*** RECORDS FOR THIS TASK ***

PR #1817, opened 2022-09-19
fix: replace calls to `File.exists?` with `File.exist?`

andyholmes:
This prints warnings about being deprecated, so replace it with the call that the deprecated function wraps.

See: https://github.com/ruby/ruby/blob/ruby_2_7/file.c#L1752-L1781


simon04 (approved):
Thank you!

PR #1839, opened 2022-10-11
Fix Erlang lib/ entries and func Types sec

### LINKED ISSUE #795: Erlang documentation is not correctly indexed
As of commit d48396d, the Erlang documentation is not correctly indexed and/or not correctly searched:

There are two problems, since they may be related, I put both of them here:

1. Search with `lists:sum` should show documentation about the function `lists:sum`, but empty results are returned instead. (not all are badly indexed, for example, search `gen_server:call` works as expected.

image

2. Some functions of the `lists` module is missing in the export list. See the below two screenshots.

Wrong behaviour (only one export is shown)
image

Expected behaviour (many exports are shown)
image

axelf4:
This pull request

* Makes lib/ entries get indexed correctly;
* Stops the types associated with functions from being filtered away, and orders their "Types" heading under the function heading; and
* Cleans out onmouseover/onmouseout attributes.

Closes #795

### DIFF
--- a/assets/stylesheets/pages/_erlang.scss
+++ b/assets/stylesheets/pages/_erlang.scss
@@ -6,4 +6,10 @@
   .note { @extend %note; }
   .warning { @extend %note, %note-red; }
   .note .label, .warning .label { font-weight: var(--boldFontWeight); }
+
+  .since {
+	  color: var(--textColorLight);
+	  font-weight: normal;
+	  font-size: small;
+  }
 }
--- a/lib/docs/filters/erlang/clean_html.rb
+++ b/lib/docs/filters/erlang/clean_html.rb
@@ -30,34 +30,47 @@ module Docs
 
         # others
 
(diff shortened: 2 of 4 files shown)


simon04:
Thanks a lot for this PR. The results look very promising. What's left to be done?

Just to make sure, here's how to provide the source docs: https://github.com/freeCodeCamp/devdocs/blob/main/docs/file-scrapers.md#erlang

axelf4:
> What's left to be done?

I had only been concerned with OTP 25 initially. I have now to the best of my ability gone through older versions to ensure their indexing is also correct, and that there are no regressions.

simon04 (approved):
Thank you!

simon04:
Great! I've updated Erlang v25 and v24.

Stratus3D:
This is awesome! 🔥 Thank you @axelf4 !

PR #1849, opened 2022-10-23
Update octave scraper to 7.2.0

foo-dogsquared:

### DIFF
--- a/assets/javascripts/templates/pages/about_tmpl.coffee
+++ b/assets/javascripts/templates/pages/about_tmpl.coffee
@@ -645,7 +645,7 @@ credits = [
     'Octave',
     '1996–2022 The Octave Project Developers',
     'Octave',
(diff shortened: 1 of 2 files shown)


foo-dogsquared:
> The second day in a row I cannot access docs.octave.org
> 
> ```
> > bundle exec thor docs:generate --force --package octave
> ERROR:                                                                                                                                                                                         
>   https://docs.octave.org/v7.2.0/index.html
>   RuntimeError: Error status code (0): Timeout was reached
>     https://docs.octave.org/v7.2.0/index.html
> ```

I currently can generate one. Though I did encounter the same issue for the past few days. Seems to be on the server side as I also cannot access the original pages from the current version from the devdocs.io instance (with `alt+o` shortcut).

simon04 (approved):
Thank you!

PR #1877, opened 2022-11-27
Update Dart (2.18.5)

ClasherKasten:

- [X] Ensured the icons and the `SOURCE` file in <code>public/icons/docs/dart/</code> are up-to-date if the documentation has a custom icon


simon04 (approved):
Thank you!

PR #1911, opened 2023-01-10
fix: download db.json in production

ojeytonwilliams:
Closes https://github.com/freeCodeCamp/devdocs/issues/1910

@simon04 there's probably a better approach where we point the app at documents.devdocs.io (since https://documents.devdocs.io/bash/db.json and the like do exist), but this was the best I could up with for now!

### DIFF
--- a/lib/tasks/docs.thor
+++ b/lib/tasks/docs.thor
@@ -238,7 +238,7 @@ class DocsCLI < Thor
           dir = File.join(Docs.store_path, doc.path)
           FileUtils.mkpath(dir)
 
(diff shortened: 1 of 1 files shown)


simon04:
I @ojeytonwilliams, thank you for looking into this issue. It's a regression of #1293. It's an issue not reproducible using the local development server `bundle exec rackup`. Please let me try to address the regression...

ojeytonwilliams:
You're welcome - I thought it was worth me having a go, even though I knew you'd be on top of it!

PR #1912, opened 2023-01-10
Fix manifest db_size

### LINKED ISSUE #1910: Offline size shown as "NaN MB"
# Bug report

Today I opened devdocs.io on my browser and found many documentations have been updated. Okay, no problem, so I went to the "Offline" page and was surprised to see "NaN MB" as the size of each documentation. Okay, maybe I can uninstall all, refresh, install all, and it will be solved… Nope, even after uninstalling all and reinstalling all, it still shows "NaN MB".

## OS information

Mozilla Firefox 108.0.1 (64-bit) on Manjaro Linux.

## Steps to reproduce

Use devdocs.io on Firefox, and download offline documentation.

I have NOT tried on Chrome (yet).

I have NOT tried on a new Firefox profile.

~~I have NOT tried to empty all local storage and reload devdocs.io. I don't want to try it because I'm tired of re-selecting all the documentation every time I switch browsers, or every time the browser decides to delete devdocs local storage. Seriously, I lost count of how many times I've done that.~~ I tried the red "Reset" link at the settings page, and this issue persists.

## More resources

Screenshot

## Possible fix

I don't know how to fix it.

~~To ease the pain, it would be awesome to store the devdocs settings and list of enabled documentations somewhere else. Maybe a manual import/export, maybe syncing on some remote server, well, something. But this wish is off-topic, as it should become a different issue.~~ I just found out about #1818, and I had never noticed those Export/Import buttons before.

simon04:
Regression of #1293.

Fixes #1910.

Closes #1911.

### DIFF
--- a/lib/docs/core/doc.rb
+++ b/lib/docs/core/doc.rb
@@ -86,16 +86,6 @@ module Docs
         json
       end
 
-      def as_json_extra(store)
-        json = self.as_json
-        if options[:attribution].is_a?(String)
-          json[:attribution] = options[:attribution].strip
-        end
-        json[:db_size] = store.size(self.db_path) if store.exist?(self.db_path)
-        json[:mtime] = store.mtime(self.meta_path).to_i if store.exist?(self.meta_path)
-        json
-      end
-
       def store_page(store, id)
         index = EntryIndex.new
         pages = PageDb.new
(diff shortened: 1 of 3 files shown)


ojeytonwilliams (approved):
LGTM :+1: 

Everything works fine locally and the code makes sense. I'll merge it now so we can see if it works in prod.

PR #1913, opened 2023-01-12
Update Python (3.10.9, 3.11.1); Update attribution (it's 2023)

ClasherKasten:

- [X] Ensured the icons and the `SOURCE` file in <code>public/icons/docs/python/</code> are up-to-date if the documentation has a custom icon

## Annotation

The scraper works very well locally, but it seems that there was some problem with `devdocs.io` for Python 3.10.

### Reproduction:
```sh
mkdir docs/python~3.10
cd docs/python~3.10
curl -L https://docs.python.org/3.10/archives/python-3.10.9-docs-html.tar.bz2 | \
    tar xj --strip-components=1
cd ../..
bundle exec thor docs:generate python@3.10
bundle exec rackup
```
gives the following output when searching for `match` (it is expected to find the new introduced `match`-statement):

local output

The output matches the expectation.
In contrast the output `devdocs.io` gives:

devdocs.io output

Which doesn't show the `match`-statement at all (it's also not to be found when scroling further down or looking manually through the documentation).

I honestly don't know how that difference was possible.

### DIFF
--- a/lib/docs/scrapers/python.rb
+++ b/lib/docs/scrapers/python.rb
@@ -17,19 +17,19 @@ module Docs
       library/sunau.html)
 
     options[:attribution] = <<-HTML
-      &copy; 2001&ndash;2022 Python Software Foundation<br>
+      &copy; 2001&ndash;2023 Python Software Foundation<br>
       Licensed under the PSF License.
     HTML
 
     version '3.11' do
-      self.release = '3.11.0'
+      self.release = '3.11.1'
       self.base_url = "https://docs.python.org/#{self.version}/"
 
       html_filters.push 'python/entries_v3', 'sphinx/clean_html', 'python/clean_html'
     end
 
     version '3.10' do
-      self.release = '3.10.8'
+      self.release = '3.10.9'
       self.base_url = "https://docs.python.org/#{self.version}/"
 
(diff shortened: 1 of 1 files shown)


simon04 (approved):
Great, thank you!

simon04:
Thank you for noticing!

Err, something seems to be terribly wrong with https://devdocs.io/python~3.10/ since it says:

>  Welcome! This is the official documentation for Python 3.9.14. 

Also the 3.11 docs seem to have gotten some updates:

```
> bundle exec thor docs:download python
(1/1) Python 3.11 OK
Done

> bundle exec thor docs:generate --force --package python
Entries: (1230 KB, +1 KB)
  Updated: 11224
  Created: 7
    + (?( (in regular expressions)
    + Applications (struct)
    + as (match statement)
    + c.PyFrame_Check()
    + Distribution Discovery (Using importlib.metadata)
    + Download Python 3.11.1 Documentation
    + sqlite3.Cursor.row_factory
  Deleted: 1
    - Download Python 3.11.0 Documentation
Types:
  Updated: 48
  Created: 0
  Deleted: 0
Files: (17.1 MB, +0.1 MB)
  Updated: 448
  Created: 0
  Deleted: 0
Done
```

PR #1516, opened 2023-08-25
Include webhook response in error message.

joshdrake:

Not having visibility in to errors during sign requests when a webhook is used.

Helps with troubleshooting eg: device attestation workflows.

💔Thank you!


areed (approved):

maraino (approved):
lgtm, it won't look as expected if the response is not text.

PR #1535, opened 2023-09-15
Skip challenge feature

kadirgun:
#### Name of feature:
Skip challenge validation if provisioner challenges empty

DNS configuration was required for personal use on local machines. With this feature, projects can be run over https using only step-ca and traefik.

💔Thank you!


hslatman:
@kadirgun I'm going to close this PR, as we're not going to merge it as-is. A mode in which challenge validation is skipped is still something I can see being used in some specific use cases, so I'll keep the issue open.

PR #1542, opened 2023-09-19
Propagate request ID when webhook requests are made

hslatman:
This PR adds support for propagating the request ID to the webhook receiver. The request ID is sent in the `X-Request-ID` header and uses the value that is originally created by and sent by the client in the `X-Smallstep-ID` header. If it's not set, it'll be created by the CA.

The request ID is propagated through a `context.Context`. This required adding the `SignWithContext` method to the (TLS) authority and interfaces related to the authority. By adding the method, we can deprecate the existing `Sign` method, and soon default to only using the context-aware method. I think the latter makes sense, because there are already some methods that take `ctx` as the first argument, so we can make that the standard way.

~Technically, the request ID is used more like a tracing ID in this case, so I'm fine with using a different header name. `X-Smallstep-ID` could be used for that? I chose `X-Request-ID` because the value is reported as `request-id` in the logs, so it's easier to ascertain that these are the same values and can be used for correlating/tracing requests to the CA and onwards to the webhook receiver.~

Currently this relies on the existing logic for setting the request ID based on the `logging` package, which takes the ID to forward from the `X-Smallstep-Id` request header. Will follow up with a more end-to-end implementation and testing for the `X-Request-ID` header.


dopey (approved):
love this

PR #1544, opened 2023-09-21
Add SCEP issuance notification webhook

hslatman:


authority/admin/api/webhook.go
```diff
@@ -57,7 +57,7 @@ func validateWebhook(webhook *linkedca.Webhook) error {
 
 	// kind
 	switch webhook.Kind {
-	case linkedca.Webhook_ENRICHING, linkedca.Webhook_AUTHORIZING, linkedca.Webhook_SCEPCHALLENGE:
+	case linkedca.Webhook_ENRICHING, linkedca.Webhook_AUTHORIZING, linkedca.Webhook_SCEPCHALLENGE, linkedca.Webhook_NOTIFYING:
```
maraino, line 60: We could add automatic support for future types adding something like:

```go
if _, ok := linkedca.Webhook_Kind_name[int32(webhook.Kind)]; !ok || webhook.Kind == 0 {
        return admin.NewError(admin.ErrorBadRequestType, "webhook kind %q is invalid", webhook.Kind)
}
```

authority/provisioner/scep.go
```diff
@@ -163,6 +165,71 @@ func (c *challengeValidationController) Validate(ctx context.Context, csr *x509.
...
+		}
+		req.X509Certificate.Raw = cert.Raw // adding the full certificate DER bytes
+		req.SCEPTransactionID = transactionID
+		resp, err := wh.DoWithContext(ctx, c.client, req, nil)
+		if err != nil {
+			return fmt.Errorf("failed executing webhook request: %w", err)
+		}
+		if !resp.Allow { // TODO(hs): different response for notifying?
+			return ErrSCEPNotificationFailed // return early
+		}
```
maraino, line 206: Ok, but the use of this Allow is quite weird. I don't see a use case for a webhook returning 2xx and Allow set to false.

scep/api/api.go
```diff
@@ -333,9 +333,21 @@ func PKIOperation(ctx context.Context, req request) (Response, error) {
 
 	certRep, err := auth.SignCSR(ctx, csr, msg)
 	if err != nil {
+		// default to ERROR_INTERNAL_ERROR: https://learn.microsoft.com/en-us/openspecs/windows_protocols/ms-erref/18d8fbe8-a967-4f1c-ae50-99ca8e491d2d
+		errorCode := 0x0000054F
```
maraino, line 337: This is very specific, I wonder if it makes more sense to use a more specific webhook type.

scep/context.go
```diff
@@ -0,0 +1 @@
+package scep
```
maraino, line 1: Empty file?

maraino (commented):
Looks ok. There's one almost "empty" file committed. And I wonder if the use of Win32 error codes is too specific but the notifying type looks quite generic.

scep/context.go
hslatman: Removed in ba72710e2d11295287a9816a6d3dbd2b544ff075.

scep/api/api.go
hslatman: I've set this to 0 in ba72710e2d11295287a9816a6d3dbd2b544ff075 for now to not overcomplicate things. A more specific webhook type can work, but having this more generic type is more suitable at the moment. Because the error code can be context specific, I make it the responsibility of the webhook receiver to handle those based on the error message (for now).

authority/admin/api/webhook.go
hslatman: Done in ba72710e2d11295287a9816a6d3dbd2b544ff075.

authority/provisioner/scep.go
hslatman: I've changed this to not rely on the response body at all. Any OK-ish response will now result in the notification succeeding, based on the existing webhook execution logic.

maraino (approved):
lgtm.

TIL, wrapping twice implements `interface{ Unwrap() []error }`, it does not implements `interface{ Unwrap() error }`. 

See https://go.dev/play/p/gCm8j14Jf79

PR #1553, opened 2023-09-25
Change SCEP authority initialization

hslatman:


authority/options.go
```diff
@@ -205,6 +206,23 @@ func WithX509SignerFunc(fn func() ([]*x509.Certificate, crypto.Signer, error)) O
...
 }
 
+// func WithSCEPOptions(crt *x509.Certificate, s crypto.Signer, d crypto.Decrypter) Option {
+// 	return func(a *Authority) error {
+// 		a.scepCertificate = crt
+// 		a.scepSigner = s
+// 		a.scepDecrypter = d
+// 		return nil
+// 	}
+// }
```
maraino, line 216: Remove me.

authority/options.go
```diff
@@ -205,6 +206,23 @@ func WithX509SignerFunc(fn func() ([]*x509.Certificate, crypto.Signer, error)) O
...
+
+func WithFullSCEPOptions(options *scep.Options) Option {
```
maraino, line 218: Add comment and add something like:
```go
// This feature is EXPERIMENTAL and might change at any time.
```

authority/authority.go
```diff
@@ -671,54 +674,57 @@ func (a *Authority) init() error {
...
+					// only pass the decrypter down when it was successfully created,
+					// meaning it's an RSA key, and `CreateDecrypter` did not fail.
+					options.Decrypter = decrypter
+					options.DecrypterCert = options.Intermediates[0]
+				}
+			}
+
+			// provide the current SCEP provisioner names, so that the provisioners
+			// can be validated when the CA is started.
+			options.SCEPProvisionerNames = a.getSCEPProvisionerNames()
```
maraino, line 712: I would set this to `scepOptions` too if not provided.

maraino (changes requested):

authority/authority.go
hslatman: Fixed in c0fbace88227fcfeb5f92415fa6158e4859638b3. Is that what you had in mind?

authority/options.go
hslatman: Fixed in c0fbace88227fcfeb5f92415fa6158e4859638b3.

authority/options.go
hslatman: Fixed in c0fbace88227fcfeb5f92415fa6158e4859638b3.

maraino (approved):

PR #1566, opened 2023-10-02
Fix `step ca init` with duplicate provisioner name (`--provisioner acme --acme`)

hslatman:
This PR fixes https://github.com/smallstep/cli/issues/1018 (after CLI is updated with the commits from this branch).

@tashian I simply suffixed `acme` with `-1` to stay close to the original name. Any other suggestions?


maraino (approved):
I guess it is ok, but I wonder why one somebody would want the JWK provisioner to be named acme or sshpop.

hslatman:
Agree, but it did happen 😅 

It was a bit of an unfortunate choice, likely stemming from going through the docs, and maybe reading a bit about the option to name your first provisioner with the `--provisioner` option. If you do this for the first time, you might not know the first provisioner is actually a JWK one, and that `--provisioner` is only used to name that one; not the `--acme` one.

***

▸ **WORK INSTRUCTION**: The expected answer is a copy of each line above containing "access".

▸ **SOLVED PROBLEM**:
> The second day in a row I cannot access docs.octave.org
I currently can generate one. Though I did encounter the same issue for the past few days. Seems to be on the server side as I also cannot access the original pages from the current version from the devdocs.io instance (with `alt+o` shortcut).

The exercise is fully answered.